Exercise objective ▸ Output only these lines, set down exactly: the one containing "edmorley, line 62: @schneems" and each line after it through the end of the records.

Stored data
- - -

PR #1586, opened 2025-04-28
Fix `cp` update none on Heroku 20

schneems:
In https://github.com/heroku/heroku-buildpack-ruby/pull/1583 a warning was bypassed by switching from `-n` to `--update none`. Unfortunately this triggers a problem with the version of `cp` on `heroku-20` (which is EOL in 2 days) due to not having that flag:

```
remote: cp: option '--update' doesn't allow an argument
remote: Try 'cp --help' for more information.
```

Internal ticket link https://heroku.support/1570694.

GUS-W-18382830

### DIFF
--- a/lib/language_pack/cache.rb
+++ b/lib/language_pack/cache.rb
@@ -58,7 +58,12 @@ class LanguagePack::Cache
     return unless @cache_base
 
     dest ||= path
-    copy (@cache_base + path), dest, '-a --update=none'
+
+    if ENV["STACK"] == "heroku-20"
+      copy (@cache_base + path), dest, "-a -n"
+    else
+      copy (@cache_base + path), dest, "-a --update=none"
+    end
   end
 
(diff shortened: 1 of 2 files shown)


joshwlewis (approved):

lib/language_pack/cache.rb
```diff
@@ -58,7 +58,12 @@ def load_without_overwrite(path, dest=nil)
     return unless @cache_base
 
     dest ||= path
-    copy (@cache_base + path), dest, '-a --update=none'
+
+    if ENV["STACK"] == "heroku-20"
```
edmorley, line 62: @schneems This needs to be both Heroku-20 and Heroku-22, since only Heroku-24 has the new flag. See the man page links I included in:
https://github.com/heroku/heroku-buildpack-ruby/pull/1583#discussion_r2063787708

- - -

Response below ▸
edmorley, line 62: @schneems This needs to be both Heroku-20 and Heroku-22, since only Heroku-24 has the new flag. See the man page links I included in:
https://github.com/heroku/heroku-buildpack-ruby/pull/1583#discussion_r2063787708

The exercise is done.